To do.
In the entries that follow, which lines hold the string "single"? List them.

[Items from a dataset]
☆ ☆ ☆ ☆ ☆ ☆ ☆

PR #44, opened 2026-04-08
smite-ir: implement basic mutators

morehouse:
Implement two simple mutators:

- `OperationParamMutator` mutates a single operation, changing its parameter to some other type-compatible value.
- `InputSwapMutator` mutates a single instruction, changing one of its input variables to another variable of compatible type.

Ref: #5 (Milestone 1)

### DIFF
--- a/smite-ir/src/mutators/input_swap.rs
+++ b/smite-ir/src/mutators/input_swap.rs
@@ -1,0 +1,48 @@
+//! Mutator that swaps an instruction's input to a different variable of the
+//! same type.
+
+use rand::Rng;
+use rand::seq::IteratorRandom;
+
+use super::Mutator;
+use crate::Program;
+
+/// Swaps a randomly chosen input reference to point at a different variable of
+/// the same type.  This explores alternative data-flow paths while preserving
+/// type correctness.
+pub struct InputSwapMutator;
+
+impl Mutator for InputSwapMutator {
+    fn mutate(&self, program: &mut Program, rng: &mut impl Rng) -> bool {
+        // Pick a random (instruction index, input position) pair.
+        let Some((instr_idx, input_pos)) = program
+            .instructions
+            .iter()
+            .enumerate()
+            .flat_map(|(i, instr)| (0..instr.inputs.len()).map(move |j| (i, j)))
+            .choose(rng)
+        else {
+            return false;
+        };
+
+        let current_input = program.instructions[instr_idx].inputs[input_pos];
+        let expected_type = program.instructions[instr_idx].operation.input_types()[input_pos];
+
+        // Pick an alternative variable defined before this instruction with the
+        // matching type, excluding the current input.
+        let Some(new_input) = program.instructions[..instr_idx]
+            .iter()
+            .enumerate()
+            .filter_map(|(i, instr)| {
+                let out_type = instr.operation.output_type()?;
+                (out_type == expected_type && i != current_input).then_some(i)
+            })
+            .choose(rng)
+        else {
+            return false;
+        };
+
+        program.instructions[instr_idx].inputs[input_pos] = new_input;
+        true
+    }
+}
--- a/smite-ir/src/mutators/operation_param.rs
+++ b/smite-ir/src/mutators/operation_param.rs
@@ -1,0 +1,325 @@
+//! Mutator that tweaks embedded literal values in Load and Extract operations.
+
+use rand::seq::IteratorRandom;
+use rand::{Rng, RngExt};
+use smite::bolt::MAX_MESSAGE_SIZE;
+
+use super::Mutator;
+use crate::operation::AcceptChannelField;
+use crate::{Operation, Program};
+
+/// Mutates the embedded parameter of a randomly chosen `is_param_mutable`
+/// instruction. For numeric loads, applies a random arithmetic tweak. For byte
+/// loads, flips/adds/removes bytes. For extract operations, swaps to a random
+/// field with the same output type.
+pub struct OperationParamMutator;
+
+impl Mutator for OperationParamMutator {
+    fn mutate(&self, program: &mut Program, rng: &mut impl Rng) -> bool {
+        let Some(idx) = program
+            .instructions
+            .iter()
+            .enumerate()
+            .filter_map(|(i, instr)| instr.operation.is_param_mutable().then_some(i))
+            .choose(rng)
+        else {
+            return false;
+        };
+
+        mutate_operation(&mut program.instructions[idx].operation, rng)
+    }
+}
+
+/// Returns `true` if the operation was changed.
+fn mutate_operation(op: &mut Operation, rng: &mut impl Rng) -> bool {
+    match op {
+        Operation::LoadAmount(v) => {
+            *v = tweak_u64(*v, rng);
+            true
+        }
+        Operation::LoadFeeratePerKw(v) | Operation::LoadBlockHeight(v) => {
+            *v = tweak_u32(*v, rng);
+            true
+        }
+        Operation::LoadU16(v) => {
+            *v = tweak_u16(*v, rng);
+            true
+        }
+        Operation::LoadU8(v) => {
+            *v = tweak_u8(*v, rng);
+            true
+        }
+        Operation::LoadBytes(bytes) | Operation::LoadFeatures(bytes) => {
+            mutate_bytes(bytes, rng);
+            true
+        }
+        Operation::LoadPrivateKey(bytes) | Operation::LoadChannelId(bytes) => {
+            mutate_fixed_bytes(bytes, rng);
+            true
+        }
+        Operation::ExtractAcceptChannel(field) => mutate_extract_field(field, rng),
+
+        // Non-mutable variants. Reaching here means `is_param_mutable` and this
+        // match have drifted out of sync.
+        Operation::DerivePoint
+        | Operation::LoadTargetPubkeyFromContext
+        | Operation::LoadChainHashFromContext
+        | Operation::BuildOpenChannel
+        | Operation::SendMessage
+        | Operation::RecvAcceptChannel => {
+            unreachable!("is_param_mutable returned true for {op:?}")
+        }
+    }
+}
+
+// -- Numeric tweaks --
+
+fn tweak_u64(v: u64, rng: &mut impl Rng) -> u64 {
+    match rng.random_range(0..4) {
+        0 => rng.random(),
+        1 => v.wrapping_add(rng.random_range(1..=256)),
+        2 => v.wrapping_sub(rng.random_range(1..=256)),
+        _ => interesting_u64(rng),
+    }
+}
+
+fn tweak_u32(v: u32, rng: &mut impl Rng) -> u32 {
+    match rng.random_range(0..4) {
+        0 => rng.random(),
+        1 => v.wrapping_add(rng.random_range(1..=256)),
+        2 => v.wrapping_sub(rng.random_range(1..=256)),
+        _ => interesting_u32(rng),
+    }
+}
+
+fn tweak_u16(v: u16, rng: &mut impl Rng) -> u16 {
+    match rng.random_range(0..4) {
+        0 => rng.random(),
+        1 => v.wrapping_add(rng.random_range(1..=16)),
+        2 => v.wrapping_sub(rng.random_range(1..=16)),
+        _ => interesting_u16(rng),
+    }
+}
+
+fn tweak_u8(v: u8, rng: &mut impl Rng) -> u8 {
+    match rng.random_range(0..4) {
+        0 => rng.random(),
+        1 => v.wrapping_add(rng.random_range(1..=8)),
+        2 => v.wrapping_sub(rng.random_range(1..=8)),
+        _ => interesting_u8(rng),
+    }
+}
+
+// -- Byte mutations --
+
+/// Shuffle a random subrange of `bytes` using Fisher-Yates.
+fn shuffle_subrange(bytes: &mut [u8], rng: &mut impl Rng) {
+    if bytes.len() < 2 {
+        return;
+    }
+    let max_len = bytes.len().min(16);
+    let len = rng.random_range(2..=max_len);
+    let start = rng.random_range(0..=bytes.len() - len);
+    for i in (1..len).rev() {
+        let j = rng.random_range(0..=i);
+        bytes.swap(start + i, start + j);
+    }
+}
+
+fn mutate_bytes(bytes: &mut Vec<u8>, rng: &mut impl Rng) {
+    match rng.random_range(0..10) {
+        // Flip a random bit.
+        0 if !bytes.is_empty() => {
+            let idx = rng.random_range(0..bytes.len());
+            bytes[idx] ^= 1 << rng.random_range(0..8u8);
+        }
+        // Change a random byte.
+        1 if !bytes.is_empty() => {
+            let idx = rng.random_range(0..bytes.len());
+            bytes[idx] = rng.random();
+        }
+        // Shuffle a random subrange.
+        2 if bytes.len() >= 2 => {
+            shuffle_subrange(bytes, rng);
+        }
+        // Insert a random byte.
+        3 if bytes.len() < MAX_MESSAGE_SIZE => {
+            let pos = rng.random_range(0..=bytes.len());
+            bytes.insert(pos, rng.random());
+        }
+        // Insert repeated bytes. Requires room for at least 2 bytes.
+        4 if bytes.len() + 2 <= MAX_MESSAGE_SIZE => {
+            let pos = rng.random_range(0..=bytes.len());
+            let max_count = (MAX_MESSAGE_SIZE - bytes.len()).min(128);
+            let count = rng.random_range(2..=max_count);
+            let byte: u8 = rng.random();
+            bytes.splice(pos..pos, std::iter::repeat_n(byte, count));
+        }
+        // Remove a random byte.
+        5 if !bytes.is_empty() => {
+            let idx = rng.random_range(0..bytes.len());
+            bytes.remove(idx);
+        }
+        // Erase a byte range (up to half the length).
+        6 if bytes.len() >= 2 => {
+            let max_erase = bytes.len() / 2;
+            let count = rng.random_range(1..=max_erase);
+            let start = rng.random_range(0..=bytes.len() - count);
+            bytes.drain(start..start + count);
+        }
+        // Add or subtract a small delta from a random byte.
+        7 if !bytes.is_empty() => {
+            let idx = rng.random_range(0..bytes.len());
+            let delta = rng.random_range(1..=35);
+            if rng.random() {
+                bytes[idx] = bytes[idx].wrapping_add(delta);
+            } else {
+                bytes[idx] = bytes[idx].wrapping_sub(delta);
+            }
+        }
+        // Copy a chunk from one position to another.
+        8 if bytes.len() >= 2 => {
+            let max_len = (bytes.len() - 1).min(32);
+            let len = rng.random_range(1..=max_len);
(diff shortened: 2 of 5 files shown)


smite-ir/src/mutators/input_swap.rs
```diff
@@ -0,0 +1,51 @@
...
+            .iter()
+            .enumerate()
+            .flat_map(|(i, instr)| (0..instr.inputs.len()).map(move |j| (i, j)))
+            .collect();
+
+        if input_slots.is_empty() {
+            return false;
+        }
+
+        let &(instr_idx, input_pos) = &input_slots[rng.random_range(0..input_slots.len())];
```
Chand-ra: I think using vectors (which are allocated on the heap) here would hurt fuzzer throughput. Maybe [Reservoir Sampling](https://en.wikipedia.org/wiki/Reservoir_sampling) (an algorithm to randomly pick a value with uniform probability using $O(1)$ memory):

```suggestion
        let mut selected_slot = None;
        let mut count = 0;
        
        for (i, instr) in program.instructions.iter().enumerate() {
            for j in 0..instr.inputs.len() {
                count += 1;
                if rng.random_range(0..count) == 0 {
                    selected_slot = Some((i, j));
                }
            }
        }
        
        let (instr_idx, input_pos) = match selected_slot {
            Some(slot) => slot,
            None => return false,
        };
```
is better?

smite-ir/src/mutators/input_swap.rs
```diff
@@ -0,0 +1,51 @@
...
+        let current_input = program.instructions[instr_idx].inputs[input_pos];
+        let expected_type = program.instructions[instr_idx].operation.input_types()[input_pos];
+
+        // Find all variables defined before this instruction with the matching
+        // type, excluding the current input.
+        let alternatives: Vec<usize> = program.instructions[..instr_idx]
```
Chand-ra: Could use Reservoir Sampling here as well.

smite-ir/src/mutators/input_swap.rs
Chand-ra: Just, looked into it, `rand::seq::IteratorRandom` implements this algorithm, so it's better to use that than write boilerplate.

smite-ir/src/mutators/operation_param.rs
```diff
@@ -0,0 +1,261 @@
...
+
+/// Mutates the embedded parameter of a randomly chosen `is_param_mutable`
+/// instruction. For numeric loads, applies a random arithmetic tweak. For byte
+/// loads, flips/adds/removes bytes. For `ExtractAcceptChannel`, swaps to a
+/// random field with the same output type.
+pub struct OperationParamMutator;
+
+impl Mutator for OperationParamMutator {
+    fn mutate(&self, program: &mut Program, rng: &mut impl Rng) -> bool {
+        let mutable_indices: Vec<usize> = program
```
Chand-ra: Here as well.

smite-ir/src/tests.rs
```diff
@@ -430,3 +431,138 @@ fn append_type_mismatch_panics() {
...
+                expected_type,
+                "{field:?} has type {:?}, expected {expected_type:?}",
+                field.output_type(),
+            );
+        }
+    }
+}
+
+// -- InputSwapMutator tests --
+
```
Chand-ra, line 542: I think adding a test case for when `alternatives.is_empty()` is true is worthwhile as well:

```suggestion
#[test]
fn input_swap_returns_false_when_no_alternatives_exist() {
    // Instruction 0: outputs U64
    // Instruction 1: consumes U64 (Instruction 0's output)
    // There are no other U64s to swap to.
    let mut program = Program { /* ... */ };
    let mutator = InputSwapMutator;
    let mut rng = SmallRng::seed_from_u64(0);
    
    assert!(!mutator.mutate(&mut program, &mut rng));
}

```

Chand-ra (changes requested):
I was working on this as well, should've checked in to prevent duplicating effort 🙃.

As for the PR, it looks mostly good except for a few improvements that I could think of. I have a question though:

What is the plan/timeline for actually integrating these mutators with the fuzzer? Are we deferring that part until other parts of the Milestone 1 "minimum viable product" are completed?

smite-ir/src/mutators/operation_param.rs
```diff
@@ -0,0 +1,261 @@
...
+            .enumerate()
+            .filter_map(|(i, instr)| instr.operation.is_param_mutable().then_some(i))
+            .collect();
+
+        if mutable_indices.is_empty() {
+            return false;
+        }
+
+        let idx = mutable_indices[rng.random_range(0..mutable_indices.len())];
+        mutate_operation(&mut program.instructions[idx].operation, rng);
```
erickcestari: Shouldn't `mutate_operation` return bool? `mutate_extract_field` can be a no-op for fields with a unique output type (e.g., `TemporaryChannelId` is the sole `ChannelId`), but `mutate` still returns true.

smite-ir/src/mutators/operation_param.rs
```diff
@@ -0,0 +1,261 @@
...
+const INTERESTING_U32: &[u32] = &[
+    // u8 boundaries
+    0, 1, 0x7F, 0x80, 0xFF,
+    // u16 boundaries
+    0x100, 0x7FFF, 0x8000, 0xFFFF,
+    // u32 boundaries
+    0x1_0000, 0x7FFF_FFFF, 0x8000_0000, 0xFFFF_FFFF,
+    // BOLT constants
+    253, // min feerate in sat/kw
+];
```
erickcestari, line 287: Since `BlockHeight` is u32. We could add some interesting custom values for block height. It's probably fine to use the same values as `INTERESTING_U16`.

```
    // BOLT constants
    6,    // minimum confirmation depth
    144,  // blocks per day
    483,  // max accepted HTLCs (BOLT 2)
    2016, // blocks per 2 weeks
```

smite-ir/src/mutators/operation_param.rs
```diff
@@ -0,0 +1,261 @@
...
+            let pos = rng.random_range(0..=bytes.len());
+            bytes.insert(pos, rng.random());
+        }
+        // Insert repeated bytes.
+        4 => {
+            let pos = rng.random_range(0..=bytes.len());
+            let count = rng.random_range(2..=128);
+            let byte: u8 = rng.random();
+            bytes.splice(pos..pos, std::iter::repeat_n(byte, count));
+        }
```
erickcestari: `mutate_bytes` has no upper bound on length, so repeated insertions can grow it indefinitely. Should it cap at `MAX_MESSAGE_SIZE`?

smite-ir/src/mutators/operation_param.rs
```diff
@@ -0,0 +1,261 @@
...
+            bytes.remove(idx);
+        }
+        // Erase a byte range (up to half the length).
+        6 if bytes.len() >= 2 => {
+            let max_erase = bytes.len() / 2;
+            let count = rng.random_range(1..=max_erase);
+            let start = rng.random_range(0..=bytes.len() - count);
+            bytes.drain(start..start + count);
+        }
+        // Replace with random length and content.
```
erickcestari, line 189: We could probably add some more mutations to bytes and take inspiration from the ones used by Libfuzzer/AFL. For now, I think having more these two should be good.

AFL's arith8 and libFuzzer's CopyPart

```rust
        // Add or subtract a small delta from a random byte.
        7 if !bytes.is_empty() => {
            let idx = rng.random_range(0..bytes.len());
            let delta = rng.random_range(1..=35u8);
            if rng.random() {
                bytes[idx] = bytes[idx].wrapping_add(delta);
            } else {
                bytes[idx] = bytes[idx].wrapping_sub(delta);
            }
        }
        // Copy a chunk from one position to another.
        8 if bytes.len() >= 2 => {
            let max_len = bytes.len().min(32);
            let len = rng.random_range(1..=max_len);
            let src = rng.random_range(0..=bytes.len() - len);
            let chunk: Vec<u8> = bytes[src..src + len].to_vec();
            let dst = rng.random_range(0..=bytes.len() - len);
            bytes[dst..dst + len].copy_from_slice(&chunk);
        }
```

erickcestari (changes requested):
It's looking good for me. I've added some suggestions:

smite-ir/src/tests.rs
```diff
@@ -430,3 +431,138 @@ fn append_type_mismatch_panics() {
...
+#[test]
+fn param_mutator_changes_values() {
+    let original = generate_program(0);
+    let mut program = original.clone();
+    let mutator = OperationParamMutator;
+    let mut rng = SmallRng::seed_from_u64(0);
+
+    for _ in 0..100 {
+        mutator.mutate(&mut program, &mut rng);
```
ekzyis, line 433: Why mutate it 100 times?

Since I see that `for _ in 0..100` is used in several places—I considered to ask this question in #18 already—this is more a general question for the motivation of it. We're using deterministic RNG via seeds, so this isn't about making the tests less flaky.

smite-ir/src/tests.rs
ekzyis, line 1: I see there are tests for `OperationParamMutator` and `InputSwapMutator` returning `false` when they change nothing, but no tests for `true` when they change something.

smite-ir/src/mutators/operation_param.rs
```diff
@@ -0,0 +1,261 @@
...
+        Operation::LoadBytes(bytes) | Operation::LoadFeatures(bytes) => {
+            mutate_bytes(bytes, rng);
+        }
+        Operation::LoadPrivateKey(bytes) | Operation::LoadChannelId(bytes) => {
+            mutate_fixed_bytes(bytes, rng);
+        }
+        Operation::ExtractAcceptChannel(field) => {
+            mutate_extract_field(field, rng);
+        }
+        _ => unreachable!("is_param_mutable returned true for {op:?}"),
```
ekzyis: When we add new mutable operations, it could be easy to forget to add them here, too, not just in `is_param_mutable`. We also can't rely on tests to catch this yet: they only cover it implicitly and incompletely. For example, when I remove the `LoadBlockHeight` branch, the tests still pass, because `OpenChannelGenerator` never uses it.[^1] Should we consider this somehow?

If the test only mutates once, I can remove `LoadChannelId` too. So perhaps mutating 100 times is meant to hit many different operations implicitly (see my other comment)?

[^1]: mutation testing the mutators, haha

smite-ir/src/mutators/operation_param.rs
```diff
@@ -0,0 +1,261 @@
...
+    }
+}
+
+// -- Numeric tweaks --
+
+fn tweak_u64(v: u64, rng: &mut impl Rng) -> u64 {
+    match rng.random_range(0..4) {
+        0 => rng.random(),
+        1 => v.wrapping_add(rng.random_range(1..=256)),
+        2 => v.wrapping_sub(rng.random_range(1..=256)),
```
ekzyis, line 81: Is it intentional to have the same range here as for u32?

smite-ir/src/mutators/operation_param.rs
```diff
@@ -0,0 +1,261 @@
...
+        .copied()
+        .filter(|f| f.output_type() == target_type && f != field)
+        .collect();
+
+    if same_type.is_empty() {
+        return;
+    }
+
+    *field = same_type[rng.random_range(0..same_type.len())];
+}
```
ekzyis: This needs to become generic once we have more than just one `Extract` operation, right?

smite-ir/src/mutators/operation_param.rs
ekzyis: I think the same is true for `tweak_*`: While the `wrapping_add` and `wrapping_sub` branches make sure we tweak != 0 to not return the same value, the random and interesting branches don't. That a random branch might return the same value back is generally true, though (see `mutate_bytes`).

Are the implications of false positives worthy of consideration? Is the fuzzer just going to run the same fuzz input again, and it's not going to affect executions per second significantly?

ekzyis (changes requested):
Only questions, except one suggestion to add another test case.

smite-ir/src/mutators/input_swap.rs
morehouse: Much simpler, thanks!

Done in 05bfdbbe0bc6843cd8dc4c13ff3a6718d71b8046.

smite-ir/src/mutators/input_swap.rs
morehouse: Done in 05bfdbb.

smite-ir/src/mutators/operation_param.rs
morehouse: Done in 3c261f2119ee029f075dfe37826abc76913736a.

smite-ir/src/mutators/operation_param.rs
morehouse: Yes.  Done in b91b734a98b1a876c8ddf788e06d38c20b7700c.

smite-ir/src/mutators/operation_param.rs
morehouse: I've fixed the `mutate_extract_field` no-op return value in 9ae74e447325ec8347870a76b83254425aabcda.

For the other mutations, I think it's not worth addressing false positives from RNG choosing the same value that already exists.  The main effect of false positives is that a non-mutated program might get executed, wasting some fuzzing time.  But the odds of these random-equivalence false positives are fairly low, so I'd rather not complicate the code to handle them.

smite-ir/src/mutators/operation_param.rs
morehouse: Yes, definitely.  For now I prefer to keep it simple though.

smite-ir/src/mutators/operation_param.rs
morehouse: We can fully enumerate all match arms here -- that makes it so we get a compile error if we forget to update this when a new `Operation` is added.  We still won't compile-time detect if *existing* operations get unsynced with `is_param_mutable`, but it seems better overall.

Done in 341f919d469c3d2a9fd72b31138869b289f1a02.

smite-ir/src/mutators/operation_param.rs
morehouse: Yes, the idea was that values in the range 1-256 will generally only modify 1-2 bytes of the integer, so we have 3 types of mutations: random, small changes in the same neighborhood, and interesting values.

But this is just a heuristic, and I'm open to changing it if there's a good argument for it.

smite-ir/src/mutators/operation_param.rs
morehouse: Nice!  Done in b27f30b6904951ae17b2e65838d619e9d6f71a3.

smite-ir/src/mutators/operation_param.rs
morehouse: Added 6, 144, and 2016 in 7c3bc0add97ff493b38192eb0ce9737c91c097a.

smite-ir/src/tests.rs
morehouse: Usually `true` will mean the input changed, but it's best effort.  `false` should always mean there's no change.  This means `false` is easy to test, `true` less so.

I think `param_mutator_changes_values` and `input_swap_changes_references` already test the `true` branch as best as we can.

smite-ir/src/tests.rs
morehouse: It is to reduce flakiness.  Sure we could find a seed that causes `mutate` to succeed on the first try, but as soon as we change the `mutate` logic, that same test can start failing.  By doing 100 mutations, we can be very confident that this test should *always* pass regardless of what seed we choose.

smite-ir/src/tests.rs
morehouse: Yep!  Added in acf1b7f322e6d038e5773bdaeb9b7cf1769843d.

morehouse (commented):
CI is failing because I haven't rebased onto master yet after #45 landed.

Leaving as-is for now so everyone can more easily see the new changes.

morehouse:
> What is the plan/timeline for actually integrating these mutators with the fuzzer? Are we deferring that part until other parts of the Milestone 1 "minimum viable product" are completed?

These basic mutators are part of Milestone 1.  I'm working on a follow-up PR that implements AFL++'s custom mutator ABI using these mutators.  After that, we're pretty much ready to start implementing the first end-to-end IR scenario.

smite-ir/src/mutators/operation_param.rs
Chand-ra: Any reasons for leaving out 483? Seems like an interesting value to me.

morehouse: I only added values that are block counts, since those are generally `u32` (or `u16`) in the protocol.  483 is an HTLC count, which in the protocol is represented by `u16`.  And we already have 483 as an interesting `u16`.

smite-ir/src/tests.rs
ekzyis: Ahh, didn't think about flakiness that way. Makes sense!

smite-ir/src/mutators/operation_param.rs
```diff
@@ -0,0 +1,325 @@
...
+use smite::bolt::MAX_MESSAGE_SIZE;
+
+use super::Mutator;
+use crate::operation::AcceptChannelField;
+use crate::{Operation, Program};
+
+/// Mutates the embedded parameter of a randomly chosen `is_param_mutable`
+/// instruction. For numeric loads, applies a random arithmetic tweak. For byte
+/// loads, flips/adds/removes bytes. For `ExtractAcceptChannel`, swaps to a
+/// random field with the same output type.
```
ekzyis: nit: could make this comment generic so we don't forget to update it when we add more extract OPs

```suggestion
/// loads, flips/adds/removes bytes. For extract operations, swaps to a random
/// field with the same output type.
```

ekzyis (approved):
LGTM, just one nit

erickcestari (approved):
LGTM!

Chand-ra:
Question: There's this [TODO](https://github.com/morehouse/smite/blob/3eeb3c81fae718c65e81baf4675ee64168bb4c15/smite-ir/src/program.rs#L15) in `smite-ir/src/program.rs` that suggests mutators should "validate" a deserialized program before mutation. I don't think we do that in either of these mutators. Is it because they modify the program in-place and do not need to rebuild them using the panicky `ProgramBuilder`?

I think the TODO is confusing because it implies _all_ mutators need to use this validation.

morehouse:
> Question: There's this [TODO](https://github.com/morehouse/smite/blob/3eeb3c81fae718c65e81baf4675ee64168bb4c15/smite-ir/src/program.rs#L15) in `smite-ir/src/program.rs` that suggests mutators should "validate" a deserialized program before mutation. I don't think we do that in either of these mutators. Is it because they modify the program in-place and do not need to rebuild them using the panicky `ProgramBuilder`?

No, `validate` is not implemented in this PR.  I have it implemented in the follow-up PR that also implements the AFL++ custom mutator ABI.  Validation makes more sense to do after input deserialization and before calling mutators, not in the mutators themselves.

> I think the TODO is confusing because it implies _all_ mutators need to use this validation.

Sort of.  The validation needs to be done in the mutation phase *prior* to calling mutators.  It should make more sense once I post the next PR, and then we can remove this TODO.

Chand-ra:
> > I think the TODO is confusing because it implies _all_ mutators need to use this validation.
> 
> Sort of. The validation needs to be done in the mutation phase _prior_ to calling mutators. It should make more sense once I post the next PR, and then we can remove this TODO.

Sounds good. This was the only gripe I had. Other than this, it LGTM.

smite-ir/src/mutators/operation_param.rs
morehouse: Done.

☆ ☆ ☆ ☆ ☆ ☆ ☆

Task solution.
- `OperationParamMutator` mutates a single operation, changing its parameter to some other type-compatible value.
- `InputSwapMutator` mutates a single instruction, changing one of its input variables to another variable of compatible type.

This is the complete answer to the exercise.